No love for native GUI toolkits
Look and feel is one of the things of the 90s we no longer covet.
Soon I am going to be embarking on my first installation of Alpine Linux for a desktop. Besides the implication of switching away from GNU libc to musl, I am also taking it as an opportunity to switch away from X11 to Wayland, and in doing so find out just how many of my favourite Linux applications will depend on XWayland. I don’t expect this to be a smooth ride, but I do expect to come out of the other end with a useful computer at least.
Being a power user of computers often makes me reflect my desires as one onto my development work. I look upon things like SciTE and wonder, “was this really the best approach after all?” I mean, graphical toolkits have two things they need to provide besides their functionality: enough abstraction to enable hardware acceleration where possible with a seamless, usable software fallback where not, and the often-mentioned ‘native look and feel’. I’m just not sure that the latter really matters anymore.
One of the reasons I can think of as to why is because most corporations keep changing their look and feel over and over, so no one has any attachment to them anymore. I used to love the look and feel of Windows XP style UI elements, but that operating system was taken off of extended support before I graduated high school. That was over ten years ago! Who but a cachet of vapourwave artists cares to remember that now? Apple has done much the same, and Google has also brought this trend of rearranging the deck chairs on the Titanic to mobile. Linux never had much consistency anyway, so with all of that in mind, the software architect in me was poised to ask, “why not just make an OpenGL 1.1 context with SDL and engineer the toolkit myself?” Indeed.
OpenGL 1.1 has the rare honour of working on Microsoft Windows as far back as Windows 95 without the need for things like GLEW or GLAD. It’s the only version natively supported by Windows to this very day, and provides a software implementation which doubles as a trampoline to any graphics drivers you might have installed, giving you exactly what you need in all scenarios. For the relatively simple geometries of graphical user interfaces, the API is enough.

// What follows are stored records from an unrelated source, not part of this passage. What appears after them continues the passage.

PR #2560, opened 2019-06-28
RCHAIN-3220: Rholang interpreter prints out unmatched sends

tymm:
## Overview
This is part 1.
Part 2 will add support for RhoSpec.

### JIRA ticket:
https://rchain.atlassian.net/browse/RCHAIN-3672

### Notes

### DIFF
--- a/casper/src/main/scala/coop/rchain/casper/api/BlockAPI.scala
+++ b/casper/src/main/scala/coop/rchain/casper/api/BlockAPI.scala
@@ -21,6 +21,7 @@ import coop.rchain.models.BlockHash.BlockHash
 import coop.rchain.models.Par
 import coop.rchain.models.rholang.sorter.Sortable._
 import coop.rchain.models.serialization.implicits.mkProtobufInstance
+import coop.rchain.rholang.interpreter.storage.StoragePrinter
 import coop.rchain.rspace.StableHashProvider
 import coop.rchain.rspace.trace._
 import coop.rchain.shared.Log
@@ -65,7 +66,8 @@ object BlockAPI {
   }
 
   def createBlock[F[_]: Sync: Concurrent: MultiParentCasperRef: Log: Span](
-      blockApiLock: Semaphore[F]
+      blockApiLock: Semaphore[F],
+      printUnmatchedSends: Boolean = false
   ): Effect[F, DeployServiceResponse] = Span[F].trace(CreateBlockSource) {
     val errorMessage = "Could not create block, casper instance was not available yet."
     MultiParentCasperRef.withCasper[F, ApiErr[DeployServiceResponse]](
@@ -79,8 +81,12 @@ object BlockAPI {
                            s"Error while creating block: $err".asLeft[DeployServiceResponse].pure[F]
                          case Created(block) =>
                            casper
-                             .addBlock(block, ignoreDoppelgangerCheck[F])
-                             .map(addResponse(_, block))
+                             .addBlock(block, ignoreDoppelgangerCheck[F]) >>= (addResponse(
+                             _,
+                             block,
+                             casper,
+                             printUnmatchedSends
+                           ))
                        }
             } yield result
           case false =>
@@ -565,21 +571,42 @@ object BlockAPI {
       case None             => none[BlockMessage]
     }
 
-  private def addResponse(
+  private def addResponse[F[_]: Concurrent](
       status: BlockStatus,
-      block: BlockMessage
-  ): ApiErr[DeployServiceResponse] =
+      block: BlockMessage,
+      casper: MultiParentCasper[F],
+      printUnmatchedSends: Boolean
+  ): Effect[F, DeployServiceResponse] =
     status match {
       case _: InvalidBlock =>
-        s"Failure! Invalid block: $status".asLeft
+        s"Failure! Invalid block: $status".asLeft[DeployServiceResponse].pure[F]
       case _: ValidBlock =>
-        val hash = PrettyPrinter.buildString(block.blockHash)
-        DeployServiceResponse(s"Success! Block $hash created and added.").asRight
+        val hash    = PrettyPrinter.buildString(block.blockHash)
+        val deploys = block.body.get.deploys.map(_.deploy.get)
+        val maybeUnmatchedSendsOutputF =
+          if (printUnmatchedSends) prettyPrintUnmatchedSends(casper, deploys).map(_.some)
+          else none[String].pure[F]
+        maybeUnmatchedSendsOutputF >>= (
+            maybeOutput =>
+              DeployServiceResponse(
+                s"Success! Block $hash created and added.${maybeOutput.map("\n" + _).getOrElse("")}"
+              ).asRight[Error].pure[F]
+          )
       case BlockException(ex) =>
-        s"Error during block processing: $ex".asLeft
+        s"Error during block processing: $ex".asLeft[DeployServiceResponse].pure[F]
       case Processing =>
-        "No action taken since other thread is already processing the block.".asLeft
+        "No action taken since other thread is already processing the block."
+          .asLeft[DeployServiceResponse]
+          .pure[F]
     }
+
+  private def prettyPrintUnmatchedSends[F[_]: Concurrent](
+      casper: MultiParentCasper[F],
+      deploys: Seq[DeployData]
+  ): F[String] =
+    casper.getRuntimeManager >>= (
+      _.withRuntimeLock(runtime => StoragePrinter.prettyPrintUnmatchedSends(deploys, runtime))
+    )
 
   def previewPrivateNames[F[_]: Monad: Log](
       deployer: ByteString,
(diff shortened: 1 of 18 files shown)


node/src/main/scala/coop/rchain/node/api/ReplGrpcService.scala
```diff
@@ -67,7 +70,7 @@ private[api] class ReplGrpcService(runtime: Runtime[Task], worker: Scheduler)
                   .map(_.toString())
                   .mkString("Errors received during evaluation:\n", "\n", "\n")
             s"Deployment cost: $cost\n" +
-              s"${errorStr}Storage Contents:\n ${StoragePrinter.prettyPrint(runtime.space)}"
+              s"${errorStr}Storage Contents:\n$prettyStorage"
```
kayvank: why an empty line?

tymm: Not sure what you mean?
Before the first term was offset by one space while all following terms were not.

node/src/main/scala/coop/rchain/node/effects/ReplClient.scala
```diff
@@ -43,15 +46,18 @@ class GrpcReplClient(host: String, port: Int, maxMessageSize: Int)
...
+  def eval(
+      fileNames: List[String],
+      unmatchedSends: Boolean
+  ): Task[List[Either[Throwable, String]]] =
     fileNames
-      .traverse(eval)
+      .traverse(eval(_, unmatchedSends))
 
-  def eval(fileName: String): Task[Either[Throwable, String]] = {
+  def eval(fileName: String, printUnmatchedSendsOnly: Boolean): Task[Either[Throwable, String]] = {
```
kayvank, line 56: should this private?

kayvank (approved):

node/src/main/scala/coop/rchain/node/effects/ReplClient.scala
tymm: Nope, it's called from `ReplClient.scala`.

node/src/main/scala/coop/rchain/node/api/ReplGrpcService.scala
kayvank: just a formatting question. Why keep the empty lines, line 74 & line 75?

tymm: Oh, I see. Just removed them.

rholang/src/main/scala/coop/rchain/rholang/interpreter/storage/StoragePrinter.scala
```diff
@@ -50,6 +50,30 @@ object StoragePrinter {
...
+      pars = mapped.map {
+        case (
+            channels: Seq[Par],
+            row: Row[BindPattern, ListParWithRandom, TaggedContinuation]
+            ) =>
+          row match {
+            case Row(data: Seq[Datum[ListParWithRandom]], _) =>
+              toSends(data)(channels)
+          }
+      }.toList
```
odeac: do you need the toList here since the next step is to fold it?

node/src/main/scala/coop/rchain/node/api/ReplGrpcService.scala
```diff
@@ -57,7 +57,9 @@ private[api] class ReplGrpcService(runtime: Runtime[Task], worker: Scheduler)
               implicit val c = runtime.cost
               Interpreter[Task].evaluate(runtime, source, NormalizerEnv.Empty)
             }
-            prettyStorage                <- StoragePrinter.prettyPrint(runtime.space)
+            prettyStorage <- if (printUnmatchedSendsOnly)
```
odeac, line 60: So we can choose to either print only the tuplespace or only the unmatched sends. Does it makes sense to print both in some situations?

rholang/src/main/scala/coop/rchain/rholang/interpreter/RholangCLI.scala
```diff
@@ -226,7 +252,12 @@ object RholangCLI {
     })
   }
 
-  def evaluatePar(runtime: Runtime[Task], source: String, quiet: Boolean = false)(
+  def evaluatePar(
+      runtime: Runtime[Task],
+      source: String,
+      quiet: Boolean = false,
```
odeac: are the default values  required for the parameters quiet and unmatchedSendsOnly? My impression is that, at call site, we provide values for both

casper/src/main/scala/coop/rchain/casper/api/BlockAPI.scala
```diff
@@ -566,20 +572,44 @@ object BlockAPI {
...
+        "No action taken since other thread is already processing the block."
+          .asLeft[DeployServiceResponse]
+          .pure[F]
+    }
+
+  private def prettyPrintUnmatchedSends[F[_]: Concurrent](
+      casper: MultiParentCasper[F],
+      deploys: Seq[DeployData]
+  ): F[Option[String]] =
+    casper.getRuntimeManager >>= {
```
odeac: you should be able to use traverse instead of flatMap + match

casper/src/main/scala/coop/rchain/casper/api/BlockAPI.scala
```diff
@@ -566,20 +572,44 @@ object BlockAPI {
...
+      case Some(rm) =>
+        rm.withRuntimeLock(runtime => StoragePrinter.prettyPrintUnmatchedSends(deploys, runtime))
```
odeac: now I see the usage of withRuntimeLock but why do you need to lock the runtime? I'm thinking that the printing of unmatched sends happen after the execution ended so it's not executed concurrently with other runtime operations

rholang/src/main/scala/coop/rchain/rholang/interpreter/storage/StoragePrinter.scala
```diff
@@ -40,39 +45,79 @@ object StoragePrinter {
...
+      deploys: Seq[DeployData],
+      runtime: Runtime[F]
+  ): F[String] =
+    deploys
+      .map(
+        deploy =>
+          prettyPrintUnmatchedSends(deploy, runtime)
+            .map(unmatchedSends => (deploy, unmatchedSends))
+      )
+      .toList
```
odeac: I assume if you need to traverse the collection so you can use toStream instead of toList. That would be better because it doesn't build the intermediary list

rholang/src/main/scala/coop/rchain/rholang/interpreter/storage/StoragePrinter.scala
```diff
@@ -40,39 +45,79 @@ object StoragePrinter {
...
+      .sequence
```
odeac: map followed by sequence can be replaced by traverse

casper/src/main/scala/coop/rchain/casper/api/BlockAPI.scala
tymm: `StoragePrinter.prettyPrintUnmatchedSends` executes Rholang. Therefore I think we should use `withRuntimeLock`.

node/src/main/scala/coop/rchain/node/api/ReplGrpcService.scala
tymm: When you print the tuplespace, you also get the unmatched sends. Therefore I would argue that it doesn't make sense to print both at the same time.

odeac: ok

casper/src/main/scala/coop/rchain/casper/api/BlockAPI.scala
tymm: Hmm, how would that work? We would have to add the `Traverse` typeclass to `F`. Do we want that?

odeac: I'm sorry. I wasn't paying attention at the types when I wrote my comment.

This is what I meant:

```scala
  private def prettyPrintUnmatchedSends[F[_]: Concurrent](
      casper: MultiParentCasper[F],
      deploys: Seq[DeployData]
  ): F[Option[String]] =
    casper.getRuntimeManager >>= (maybeRuntime =>
      maybeRuntime.traverse( rm =>
        rm.withRuntimeLock(
          runtime => StoragePrinter.prettyPrintUnmatchedSends(deploys, runtime))))
```

casper/src/main/scala/coop/rchain/casper/api/BlockAPI.scala
odeac: ok

odeac (approved):

tymm:
bors try

tymm:
bors retry

tymm:
bors try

Since the library question is thereby answered, my attention turns then to the architecture of the rendering engine underlying any widget toolkit. This is where it became clear to me that I could reach even farther than what the support matrix of OpenGL 1.1 provides by making the rendering architecture revolve around vector graphics divided into logical blocks of 8×8 pels (my term for software pixels, which don’t necessarily correspond 1:1 to physical pixels). With this, it becomes practical to port the rendering system to something as primitive as the Game Boy, not to mention all sorts of 2D ‘Windows accelerators’ that were so common in the early 1990s. And with the insistence of vector graphics as the sole drawing primitives, the experience can scale trivially onto the most modern ultra-high-resolution displays people enjoy today.
The only thing this renderer is missing now is a name. And yes, if you were wondering, it will be written entirely in ANSI C. When look and feel don’t hold currency, this is going to be the best application rendering backend you could ask for.